• YOUR GOAL:
Copy out every line holding the string "clusters" from the records below.

• EXERCISE MATERIALS:

■ ■ ■ ■ ■

PR #248, opened 2023-08-28
Feature/select appropriate hpa version

yandongxiao:


pkg/apis/starrocks/v1/auto_scale.go
```diff
@@ -54,6 +56,28 @@ const (
 	AutoScalerV2 AutoScalerVersion = "v2"
 )
 
+// Complete completes the default value of AutoScalerVersion
```
kevincai, line 59:
```suggestion
// Complete() completes the default value of AutoScalerVersion
```

pkg/apis/starrocks/v1/auto_scale.go
```diff
@@ -54,6 +56,28 @@ const (
...
+func (version AutoScalerVersion) Complete(major, minor string) AutoScalerVersion {
+	if version != "" {
+		return version
+	}
+	// operator choose a proper default hpa version by checking ths kubernetes version
+	// if kubernetes version > 1.25, use v2 version
```
kevincai, line 65: means >=1.26?

pkg/k8sutils/k8sutils.go
```diff
@@ -287,3 +290,36 @@ func GetConfigMap(ctx context.Context, k8scient client.Client, namespace, name s
...
+
+var (
+	KUBE_MAJOR_VERSION string
+	KUBE_MINOR_VERSION string
+)
+
+// GetKubernetesVersion get kubernetes version. It should not be executed concurrently.
+// The global variable KUBE_MAJOR_VERSION and KUBE_MINOR_VERSION will be set.
+func GetKubernetesVersion() error {
+	config, err := clientcmd.BuildConfigFromFlags("", "~/.kube/config")
```
kevincai, line 302: does this mean that the operator pod needs to be configured with .kube/config?

pkg/k8sutils/k8sutils.go
```diff
@@ -287,3 +290,36 @@ func GetConfigMap(ctx context.Context, k8scient client.Client, namespace, name s
...
+	if err != nil {
+		config, err = rest.InClusterConfig()
+		if err != nil {
+			return err
+		}
+	}
+
+	// 创建一个 discovery.Client 对象，用于查询 API 服务器的元数据
```
kevincai, line 310: make comments english

pkg/apis/starrocks/v1/auto_scale.go
yandongxiao: yes

pkg/k8sutils/k8sutils.go
yandongxiao: It will first check `~/.kube/config`. If it does do not exist, operator will use the the config of starrocks service account.

pkg/apis/starrocks/v1/auto_scale.go
kevincai: let's make it `minorNumber >= 26` which is much intuitive.

pkg/apis/starrocks/v1/auto_scale_test.go
```diff
@@ -0,0 +1,69 @@
...
+			version: AutoScalerV2Beta2,
+			args:    args{},
+			want:    AutoScalerV2Beta2,
+		},
+		{
+			name:    "test for empty version",
+			version: "",
+			args: args{
+				major: "1",
+				minor: "27",
```
kevincai, line 39: shall cover 1.26 as well which is the edge case.

pkg/k8sutils/k8sutils.go
kevincai: shouldn't assume that the .kube/config are never available in a k8s deployment env?

yandongxiao:
By using `clientcmd.BuildConfigFromFlags` ,  We can start or debug operator on localhost.

kevincai (approved):

PR #250, opened 2023-08-29
[Docs] change related fields to release v1.8.1

yandongxiao:


kevincai:
this commit requires an update with new recent PR merges, right?

kevincai (approved):

PR #261, opened 2023-09-14
add namespace flag to make operator watch resources in a single namespace

yandongxiao:

### DIFF
--- a/helm-charts/charts/kube-starrocks/charts/operator/values.yaml
+++ b/helm-charts/charts/kube-starrocks/charts/operator/values.yaml
@@ -48,6 +48,10 @@ starrocksOperator:
     #   operator: "Equal|Exists"
     #   value: "value"
     #   effect: "NoSchedule|PreferNoSchedule|NoExecute(1.6 only)"
-  # if specified, restricts the manager's cache to watch objects in the desired namespace.
+  # If specified, it will restrict operator to watch resources in the specified namespace. And
+  #  1. You must deploy your StarRocks cluster to the specified namespace.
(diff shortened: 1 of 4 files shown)


helm-charts/charts/kube-starrocks/charts/operator/values.yaml
```diff
@@ -47,4 +47,7 @@ starrocksOperator:
     # - key: "key"
     #   operator: "Equal|Exists"
     #   value: "value"
-  #   effect: "NoSchedule|PreferNoSchedule|NoExecute(1.6 only)"
+    #   effect: "NoSchedule|PreferNoSchedule|NoExecute(1.6 only)"
+  # if specified, restricts the manager's cache to watch objects in the desired namespace.
+  # Defaults to all namespaces.
+  watchNamespace: ""
```
kevincai, line 53: what if want to watch multiple namespaces other than all the namespaces?

yandongxiao: k8s support to watch a single namespace or all namespaces. So we can not specify multiple clusters in `watchNamespace` field.

kevincai: that's sound like a risk option exposed to end user, if user have this field set, either set it wrong or the user has multiple clusters deployed in multiple namespace, the operator will not work as desired at all.

Please refine the message here, highlight the risk, if the user doesn't now what it means, don't set it at all.

kevincai (approved):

■ ■ ■ ■ ■

• RESPONSE:
yandongxiao: k8s support to watch a single namespace or all namespaces. So we can not specify multiple clusters in `watchNamespace` field.
kevincai: that's sound like a risk option exposed to end user, if user have this field set, either set it wrong or the user has multiple clusters deployed in multiple namespace, the operator will not work as desired at all.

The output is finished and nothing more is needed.